Huh, tell that to all the people who go on about AGW not being a testable theory with falsifiable predictions. They seem to think that being able to predict things is a necessary feature of a ‘proper’ science (and use the alleged lack of said predictions as a rhetorical stick to beat climate scientists with).

WRT the factoids in the OP – ice extent numbers for any given melt season are a weather question now, not a climate question. And weather is, famously, hard to predict. As Tim W. notes your final results are conditioned by things like the wind patterns pertaining for a particular summer (which is what made 2007 such a record breaker).

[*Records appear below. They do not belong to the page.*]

PR #2258, opened 2026-09-11
feat(vision): SmolVLM caption default, Qwen3-VL/Mage-VL profiles, SAM 3 segmentation, transformers 5.x

ryan-t-christensen:
## Summary

- SmolVLM-500M-Instruct becomes the caption node's default profile, with Qwen3-VL-4B and Mage-VL-4B added as selectable profiles.
- detect_segment gains a SAM 3 backend with grounded, multi-concept prompts.
- The vision stack moves from transformers 4.53.3 to 5.14.1, with shared TF32 and node-config helpers factored out of the five vision model files.
- The branch name predates the design decision to fold SmolVLM into the existing caption node rather than add a separate describe node.
- Includes the review fixes from a four-way code review of the branch after merging the latest develop.

## Changes

**Caption node**
- SmolVLM default plus Qwen3-VL / Mage-VL profiles in `services.json` and `vision/caption.py`.
- Optional `max_sentences` limit with a sentence-aware stopping criterion.
- Qwen3-VL processor and patch-embed dtype fixes for transformers 5.x.

**detect_segment / SAM 3**
- SAM 3 segmentation mode; ` . `-separated prompts fan out into one concept query each.

**Other vision nodes**
- detect, depth_estimate, background_removal migrated to the prefixed-config resolver; depth restores input resolution after inference.

**Shared helpers**
- `Config.resolve_node_config` / `resolve_node_param` in `ai/common/config.py`.
- `tf32_context` and output helpers in `models/base.py`.
- `transformers.py` rejects pipeline tasks removed in transformers 5.

**Deps**
- transformers pinned to 5.14.1 in both `requirements_vision.txt` and `requirements_transformers.txt`.
- `depends.py` excludes never-installed requirement files from the constraints compile.

## Review fixes in this PR

- caption and detect_segment still used `getNodeConfig`, so a UI-selected Qwen3-VL, Mage-VL, or SAM 3 profile was silently ignored. Both now use `resolve_node_config`; `detect_segment.mode` and revision guards match the sibling nodes.
- SAM 3 prompt split honours the documented ` . ` separator, keeps periods inside a concept ("U.S. flag"), drops empties, and dedupes.
- Sentence stop criterion evaluates every batch row instead of row 0.
- `max_sentences` of 0 or None now means no limit (behaviour change; 0 previously stopped after the first token).
- Grounding DINO bbox-head untie is serialised behind a lock and handles dict, list, or absent tied-weight keys; `tf32_context` is refcounted so overlapping users restore flags once.
- depends never-install marker is only recognised inside a comment, and pins dropped alongside the offender are logged as a warning.
- Dead `_outputs_to_cpu` copy and the unread `detect_segment.engine` schema field removed, along with the canvas tile hint and profile keys that referenced it (tile now shows the profile). The `detect_segment.prompt` description documents the ` . ` list form. Depth's bare `except` narrowed and logged.
- `start` launcher removed from the branch; AGENTS.md restored to develop's content; stale transformers pin comment corrected.

## Testing

- `./builder ai:test`: 3013 passed, 122 skipped (skips are missing cloud credentials and optional langchain, pre-existing).
- `./builder nodes:test`: 4597 passed, 240 skipped against a freshly built local test server.
- `./builder nodes:test-contracts`: 380 contract checks passed, including the caption and detect_segment service contracts, plus the 31 shell runner tests.
- `./builder server:run-rocketlib-test`: 69 passed against the synced dist copy of depends.py; `tools/contract_checks` tests: 69 passed.
- Offline unit run: 101 passed across the `packages/ai` vision model tests (including new `test_base.py`), 42 passed in `test_depends.py`.
- ruff format and ruff check clean on every touched file.

## Notes / follow-ups

- READMEs for the five vision nodes are being regenerated separately by a coworker, including detect_segment after the `engine` field removal.
- The sentence counter treats lowercase abbreviations such as "Dr." as a boundary, so `max_sentences=1` can truncate "Dr. Smith arrives." Pinned with a comment; left as a follow-up.
- Hidden `detect.model` / `depth_estimate.model` overrides remain intentionally undeclared in `services.json`.
- `dist/server/engine -m pytest` returns exit 0 on collection errors, which can mask failures in CI. Separate ticket.

https://claude.ai/code/session_01JPoLMU8hTkipqVFJ2AcL3S

## Summary by CodeRabbit

* **New Features**
  * Added SAM 3 concept-based segmentation with text prompts.
  * Added LLMDet profiles for open-vocabulary object detection.
  * Expanded image description with SmolVLM, Qwen3-VL, and Mage-VL models, custom prompts, token limits, and sentence limits.
  * Improved background removal and depth estimation, including higher-resolution profiles and richer outputs.
* **Bug Fixes**
  * Improved configuration handling, GPU processing, image sizing, and model selection across vision nodes.
* **Documentation**
  * Added user guides for background removal, captioning, depth estimation, detection, and segmentation.


packages/ai/src/ai/common/models/vision/requirements_caption.txt
```diff
@@ -1,5 +1,12 @@
-# contract-check: skip-install  reason: Florence-2 extras (einops/timm) on top of the transformers baseline; PR lane skips, nightly --install-all verifies.
+# contract-check: skip-install  reason: no extras — all caption VLMs run on the shared transformers baseline; PR lane skips, nightly --install-all verifies.
```
asclearuc, line 1: **MUST fix — this em-dash is what turns `check-externals (PR)` red.**

`contract_checks` takes the text after `reason:` and prints it verbatim (`tools/contract_checks/src/contract_checks/cli.py:418`, `print(msg)`). That job runs under the engine's embedded Python, whose stdout encoding is ASCII, so the em-dash raises:

```
UnicodeEncodeError: 'ascii' codec can't encode character '\u2014' in position 145
```

Position 145 is this character exactly: `len('[skip-install] ')` + the runner's absolute path to this file + `len(': ')` + `len('no extras ')` lands on it. The traceback aborts `_install_all_requirements`, so the job fails before a single contract is checked — which is why the failure looks unrelated to the change.

Plain ASCII in the reason text is enough:

```suggestion
# contract-check: skip-install  reason: no extras - all caption VLMs run on the shared transformers baseline; PR lane skips, nightly --install-all verifies.
```

The em-dashes elsewhere in this file, and in `requirements_vision.txt`, are harmless — only the marker line's trailing text reaches `print`. Note that nothing stops the next one: `_scan_marker` reads the file as UTF-8 and hands the string straight to `print`, so the tool will keep accepting text it cannot emit. Hardening that (an explicit encoding, or `errors='replace'`) would end the class, but it is a separate change from this PR.

nodes/src/nodes/caption/services.json
```diff
@@ -1,91 +1,147 @@
...
 					"lane": "text",
-					"description": "Caption string."
+					"description": "Description string."
 				}
 			]
 		}
 	],
 	"preconfig": {
-		"default": "florence-base",
+		"default": "smolvlm-500m",
```
asclearuc, line 30: **MUST fix — deleting `florence-base` breaks every saved pipeline that selected it.**

`.pipe` files store the profile **key**, not the display title — see `examples/agent-workflow.pipe:24`, `"profile": "openai-4o"`. So a pipeline saved against this node holds `"profile": "florence-base"`, and `Config.getNodeConfig` does not tolerate a key it cannot find:

```python
# packages/ai/src/ai/common/config.py
if profile not in preconfig['profiles']:
    raise Exception(f'Profile {profile} is not defined in {logicalType}')
```

That raises inside `beginGlobal`, so the pipeline fails to start. There is no fall-back to the default profile on this path.

The repo already has the mechanism for exactly this, and `getNodeConfig` already handles it — a deprecated profile still resolves, it just logs a `warning` with the migration text. `nodes/src/nodes/llm_anthropic/services.json:213` is the pattern:

```json
"deprecated": true,
"migration": "Please use 'claude-opus-5' instead",
```

So either keep `florence-base` as a deprecated profile pointing users at `smolvlm-500m`, or state in the PR description that this is a deliberate breaking change and that affected pipelines must be re-saved. Silently deleting it is the one option that gives the user an exception with no explanation.

The removed `caption.task` field raises the same question, though it is milder: an unknown key only reaches `_warnMisnamedKeys` and warns, it does not raise.

packages/ai/src/ai/common/models/vision/detection.py
```diff
@@ -413,7 +552,10 @@ def inference(
         """
         bundle = model if isinstance(model, dict) else getattr(model, 'model_obj', model)
         detector = bundle['detector']
-        return [detector.detect(img, prompt=prompt, threshold=threshold) for img in preprocessed['images']]
+        # TF32 is ~1.2x on mmgdino (Swin/BERT-heavy) and measured neutral on rfdetr;
+        # scoped uniformly here so both backends and any future ones are covered.
+        with _tf32(bundle.get('tf32', False)):
```
asclearuc, line 557: **should fix — this enters the TF32 scope on CPU and MPS as well, the same defect CodeRabbit found on `depth.py:188`.**

`bundle['tf32']` is set at line 497 to `str(device).startswith('cuda') and dtype not in ('float32', 'highest')`, so on a CPU or MPS device it is `False`. `tf32_context(False)` is not a no-op — it registers a **strict** user, and `_tf32_apply` gives strict users precedence over everyone:

```python
matmul = cudnn = _tf32_users['strict'] == 0
```

So a CPU detect forward forces the process-global `torch.backends.cuda.matmul.allow_tf32` and `torch.backends.cudnn.allow_tf32` off for its entire duration. That is harmless in the local engine, where `make_device_lock` serialises everything. It is not harmless in the model server — many models in one process, `workers_per_model` threads each, which is the exact configuration `tf32_context`'s own docstring describes. Every concurrent CUDA model loses its TF32 fast path while that CPU forward runs, and under a steady stream of CPU requests the fast path is off most of the time. Nothing is wrong in the output, so this would show up as unexplained throughput loss rather than as a bug.

`background.py` already avoids it: its `_tf32(...)` sits inside the `if on_cuda:` branch (line 213). The clean fix here is to carry `on_cuda` in the bundle next to `tf32` at load time — this bundle only holds `detector`, `backend` and `tf32`, so the device is not available at this point — and skip the context entirely when it is false. Worth doing in the same pass as the `depth.py` fix so all three vision loaders agree.

packages/ai/src/ai/common/models/vision/requirements_vision.txt
```diff
@@ -2,5 +2,25 @@
...
+# threshold=/target_sizes=), SAM 3 (Sam3Model/Sam3Processor.post_process_instance_
+# segmentation; pred_logits/presence_logits/pred_masks/pred_boxes outputs), TrOCR
+# (TrOCRProcessor + VisionEncoderDecoderModel.generate), CLIP/ViT,
+# Idefics3/SmolVLM, AutoModelForImageTextToText + dtype= kwarg.
+# v5 image processors are torchvision-backed (torchvision ships via
+# ai.common.torch); TF/Flax classes are gone (unused here). NOTE: this pin
+# MUST stay identical to ../transformers/requirements_transformers.txt — the
+# engine's depends() compiles ALL requirements files into one constraint set,
+# so divergent pins fail the build.
+transformers==5.14.1
```
asclearuc, line 25: **should fix — the "MUST stay identical" invariant has nothing enforcing it.**

This file and `packages/ai/src/ai/common/models/transformers/requirements_transformers.txt:12` both pin `transformers==5.14.1`, and both carry a comment saying the two must stay identical. The comment is the only guard. Whoever bumps one file next has no reason to open the other, and the divergence does not surface here — it surfaces as a uv resolution failure in the nightly `--install-all` lane, a long way from the edit that caused it.

The pin itself is well justified and I am not questioning it: SAM 3 needs v5, Qwen3-VL needs >= 4.57, Mage-VL's model card needs >= 5.7, and 5.14.1 specifically for the `replace_image_token` fix. It is the duplication that needs the guard, not the version.

A few lines of test would pin it at PR time instead: glob every `requirements*.txt` under `packages/ai`, collect the `transformers==` specs, assert the set has at most one element, and name both files in the assertion message. `packages/server/engine-lib/rocketlib-python/tests/test_depends.py` is a reasonable home since `_combine_requirements` is the function that consumes all of these files, though `tools/contract_checks` would work too. Either way the failure then reads "these two files disagree" rather than a resolver error.

packages/ai/src/ai/common/models/vision/requirements_vision.txt
```diff
@@ -2,5 +2,25 @@
...
+# (replace_image_token is a separate method; in 5.7 the buggy str*tensor is
+# inlined in __call__) — see _apply_qwen3_vl_fixes in vision/caption.py.
+# Existing loaders re-verified against the v5.14.1 source (github tag v5.14.1):
+# Mask2Former (processor + post_process_instance/semantic_segmentation — same
+# signatures/result keys; semantic gained an optional return_segmentation_scores
+# kwarg, default off), Grounding-DINO (post_process_grounded_object_detection
+# threshold=/text_threshold=/target_sizes=), RT-DETR (post_process_object_detection
+# threshold=/target_sizes=), SAM 3 (Sam3Model/Sam3Processor.post_process_instance_
+# segmentation; pred_logits/presence_logits/pred_masks/pred_boxes outputs), TrOCR
+# (TrOCRProcessor + VisionEncoderDecoderModel.generate), CLIP/ViT,
```
asclearuc, line 18: **MUST fix — the "CLIP/ViT" re-verification is wrong for CLIP: `embedding_image` and `embedding_video` fail on their default profile under 5.14.1.**

`vision.py` passes whatever `get_image_features` returns straight into `normalize`:

```python
# packages/ai/src/ai/common/models/vision/vision.py
179:    outputs = net.get_image_features(pixel_values=pixel_values)
...
200:    emb = torch.nn.functional.normalize(raw_output, p=2, dim=1)
```

In 4.53.3 that call returned the projected tensor (`modeling_clip.py:923`, `-> torch.FloatTensor`). In 5.14.1 it returns the full vision output, with the projection written into `pooler_output`:

```python
# transformers 5.14.1, models/clip/modeling_clip.py:719-755
@can_return_tuple
def get_image_features(...) -> tuple | BaseModelOutputWithPooling:
    ...
    vision_outputs.pooler_output = self.visual_projection(pooled_output)
    return vision_outputs
```

Running the loader's own calls against `openai/clip-vit-base-patch32` on both resolutions:

| | `develop` (4.53.3) | this head (5.14.1) |
|---|---|---|
| `get_image_features` returns | `Tensor` | `BaseModelOutputWithPooling` |
| `normalize(raw_output)` | ok | `AttributeError: 'BaseModelOutputWithPooling' object has no attribute 'norm'` |

Why this is blocking:
- **Default profile:** both nodes default to `openai-patch16` (`embedding_image/services.json:75`, `embedding_video/services.json:72`). `embedding_video` reuses `nodes.embedding_image.embedding.Embedding`.
- **Both run modes:** local mode (`_extract_embedding_from_bundle`) and the model server call the same `VisionLoader.inference`/`postprocess`. So every CLIP pipeline fails on the first image it embeds.
- **Unaffected:** the ViT profile.
- **No test catches it:** `vision.py` has no unit test, and `nodes/test/test_embedding_image.py` is `skip_node`.

The fix is one line: take `.pooler_output` when the result is not a tensor, e.g. `outputs = getattr(outputs, 'pooler_output', outputs)`. With that, the normalized embedding matches 4.53.3 to cosine ≥ 0.9997. The small remainder comes from v5's torchvision image processor, not the model. So vectors already stored in a vector DB stay comparable. A test on `VisionLoader.inference` with a tiny CLIP checkpoint would keep this from coming back.

packages/ai/src/ai/common/models/transformers/transformers.py
```diff
@@ -101,6 +109,11 @@ def load(
 
         exclude_gpus = exclude_gpus or []
 
+        if task in TASKS_REMOVED_IN_V5:
```
asclearuc, line 112: **MUST fix — the `ner` node's `biomedical` profile no longer starts: its model config has no `model_type`, and 5.14.1 removed the fallback that guessed it from the name.**

This guard catches the removed tasks. A different kind of v5 break still reaches the same `hf_pipeline(...)` call.

`dmis-lab/biobert-base-cased-v1.1` (`nodes/src/nodes/ner/services.json:148-152`) ships a `config.json` with no `model_type` key. 4.53.3 guessed the type from the repo name:

```python
# transformers 4.53.3, models/auto/configuration_auto.py:1231-1236
# Fallback: use pattern matching on the string.
for pattern in sorted(CONFIG_MAPPING.keys(), key=len, reverse=True):
    if pattern in str(pretrained_model_name_or_path):
        return CONFIG_MAPPING[pattern].from_dict(config_dict, **unused_kwargs)
```

5.14.1 removed that branch and goes straight to the raise (`configuration_auto.py:421-424`):

```
ValueError: Unrecognized model in dmis-lab/biobert-base-cased-v1.1. Should have a `model_type` key in its config.json.
```

On this repo, `AutoConfig.from_pretrained` returns `BertConfig` on 4.53.3 and raises the error above on 5.14.1.

`NERRecognizer.__init__` builds the pipeline (`ner_recognizer.py:65`), so a saved pipeline using this profile fails at start. Any custom NER model whose config lacks `model_type` fails the same way.

Worth knowing before picking a fix: on 4.53.3 the profile loaded but never worked. The checkpoint is a base model with no NER head, so transformers logs `classifier.bias` and `classifier.weight` as "newly initialized". The pipeline ran a random classifier and output only `LABEL_0`/`LABEL_1` spans (`id2label` is `{0: 'LABEL_0', 1: 'LABEL_1'}`).

Options:
- **Replace the model:** point the profile at a checkpoint that is actually fine-tuned for biomedical NER.
- **Deprecate the profile:** keep the key and mark it `"deprecated": true` with a `migration` message, as `llm_anthropic/services.json:213-214` does, so saved pipelines get an explanation instead of an exception.

Deleting the key outright causes the same saved-pipeline problem as `florence-base`.

packages/server/engine-lib/rocketlib-python/lib/depends.py
```diff
@@ -714,13 +714,66 @@ def _save_hash(hash_file: str, hash_value: str):
...
+    offender itself and is not reported.
+    """
     with open(output_path, 'w', encoding='utf-8') as out:
         for path in file_paths:
-            out.write(f'# Source: {path}\n')
             with open(path, 'r', encoding='utf-8') as inp:
-                out.write(inp.read())
+                content = inp.read()
+            lines = content.splitlines()
+            if any(_is_never_install_marker_line(line) for line in lines):
```
asclearuc, line 766: **should fix — excluding `requirements_surya.txt` lets the compile pass, but no `surya-ocr` version can be installed against the new constraints, so the `ocr` node's Surya engine now fails at install time with no warning.**

On `develop`, the combined resolve picks `surya-ocr==0.16.1`, the last release without the `opencv-python-headless==4.11.0.86` pin. With `transformers==5.14.1` no release is left: every release up to 0.16.5 requires `transformers<5.0.0`, and every release from 0.16.2 on pins that opencv version.

Resolving `surya-ocr` against each constraint set with the engine's uv (0.11.25, py3.12, linux):

| constraints | result |
|---|---|
| `develop` | resolves to `surya-ocr==0.16.1` |
| this head | `No solution found ... surya-ocr<0.16.6 depends on transformers>=4.36.2,<5.0.0 ... your requirements are unsatisfiable` |

This exclusion is what hides it:
- The engine's compile no longer sees surya.
- The conflict only appears when a user picks `Surya (Multi-language)` (`ocr/services.json:141-146`), as a resolver error from `depends()`.
- The warning added below says the file's pins "are not enforced". It does not say the file can never install.

The `disable` reason already says the install always fails. I have not checked whether 0.16.1 actually installed and ran on `develop`. After this PR it cannot, for a reason that has nothing to do with opencv.

The fix is to say so explicitly:
- **PR description:** state that Surya is dropped along with the transformers 5 migration.
- **`ocr/services.json`:** mark the `surya` profile `"deprecated": true` with a `migration` message pointing at docTR or EasyOCR.
- **`requirements_surya.txt`:** add the transformers conflict to the `disable` reason.

packages/ai/src/ai/common/models/vision/requirements_vision.txt
```diff
@@ -2,5 +2,25 @@
...
+# the 5.7.0 floor because Qwen3-VL's processor fix is only patchable there
+# (replace_image_token is a separate method; in 5.7 the buggy str*tensor is
+# inlined in __call__) — see _apply_qwen3_vl_fixes in vision/caption.py.
+# Existing loaders re-verified against the v5.14.1 source (github tag v5.14.1):
+# Mask2Former (processor + post_process_instance/semantic_segmentation — same
+# signatures/result keys; semantic gained an optional return_segmentation_scores
+# kwarg, default off), Grounding-DINO (post_process_grounded_object_detection
+# threshold=/text_threshold=/target_sizes=), RT-DETR (post_process_object_detection
+# threshold=/target_sizes=), SAM 3 (Sam3Model/Sam3Processor.post_process_instance_
+# segmentation; pred_logits/presence_logits/pred_masks/pred_boxes outputs), TrOCR
```
asclearuc, line 17: **should fix — TrOCR is on the re-verified list, but `TrOCRProcessor.from_pretrained` no longer loads on 5.14.1.**

`trocr.py:129` builds the processor from the recognition model, which defaults to `microsoft/trocr-base-printed`:

```python
processor = TrOCRProcessor.from_pretrained(recognition_model)
```

On 5.14.1 this fails, for three reasons:
1. `vision-encoder-decoder` is listed in `MODELS_WITH_INCORRECT_HUB_TOKENIZER_CLASS` (`models/auto/tokenization_auto.py:411`).
2. That list maps it to `TokenizersBackend` (`:414-416`), not the `RobertaTokenizer` the hub config names.
3. `TokenizersBackend.from_pretrained` (`:827`) needs a `tokenizer.json`, and the `microsoft/trocr-*` repos don't ship one. The error:

```
ValueError: Couldn't instantiate the backend tokenizer from one of: (1) a `tokenizers` library serialization file, (2) a slow tokenizer instance to convert or (3) an equivalent slow tokenizer class to instantiate and convert.
```

I reproduced it with `microsoft/trocr-base-printed`, with sentencepiece and tiktoken both installed. On 4.53.3 the same call returns `RobertaTokenizerFast`.

It is not merge-blocking only because the engine is already unreachable: `requirements_trocr.txt` carries `contract-check: disable` for craft-text-detector. But it means the comment here is wrong for TrOCR, and whoever fixes the craft pin will hit a second, unrelated break.

Two ways out, your call:
- **Build the processor explicitly:** load the tokenizer class named in `tokenizer_config.json`, then `TrOCRProcessor(image_processor=AutoImageProcessor.from_pretrained(m), tokenizer=tok)`. `RobertaTokenizer.from_pretrained('microsoft/trocr-base-printed')` gives identical token ids on both versions.
- **Drop TrOCR from the re-verified list** and record the v5 break next to the `disable` reason in `requirements_trocr.txt`.

asclearuc (changes requested):
Thanks @ryan-t-christensen — this is a large and unusually well-documented piece of work. The comments that record *why* each pin and each workaround exists (the 5.14.1 floor rationale, the Qwen3-VL `replace_image_token` fix, the TF32 refcount and its model-server reasoning) are the kind that save the next reader an hour, and the test additions are substantial.

**Request changes**

This is still a draft, so read the review as early feedback against the current head (`b92bc267`). Blocking items:

- **`check-externals (PR)` is red because of this PR**, not the infrastructure: the new em-dash in `requirements_caption.txt:1` crashes the tool with `UnicodeEncodeError ... position 145`. The inline comment has the proof. **Build / Ubuntu 22.04** is separately red on `docker: pull access denied for minio/minio` ([run 34644037817](https://github.com/rocketride-org/rocketride-server/actions/runs/34644037817)), which looks like a runner problem rather than yours — please re-run that one, or say if you read it differently.
- **Deleting the `florence-base` profile breaks saved pipelines.** Inline on `caption/services.json`.
- **The transformers 5 pin breaks nodes this PR does not touch.** `depends()` resolves every `requirement*.txt` into one constraint set, so every loader that imports transformers runs on 5.14.1 once this merges. I resolved the combined set with the engine's uv 0.11.25 (py3.12; linux, windows, macos) for `develop` and for this head — both resolve — then ran each affected loader's own calls against its default model on both resolutions. Four breaks:
  1. `embedding_image` and `embedding_video` fail on their default CLIP profile: `get_image_features` changed its return type. Inline on `requirements_vision.txt`.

Climate questions come into the frame when we start to think about why the arctic ice extent numbers have become subject to transient weather phenomena (they didn’t use to be) or what it means if the 2007 record (at the time an observation which really grabbed attention because it was so far below the norm) ends up getting broken within a few years.

Mostly what the last few melt seasons seem to be telling us (once you factor in the GRACE data plus the anecdotal stuff about the crappy, unstable nature of the remaining ice and successful transits of the NW passage) is that the IPCC was wrong about ice in AR4 and things are moving faster on the arctic icecap than they predicted.

I don’t expect this last point to get much airtime at places like WUWT however – despite their love for ‘IPCC was wrong’ stories.

Regards
Luke

@asquith

It does seem to suggest a certain desperation when the best that can be done is abuse.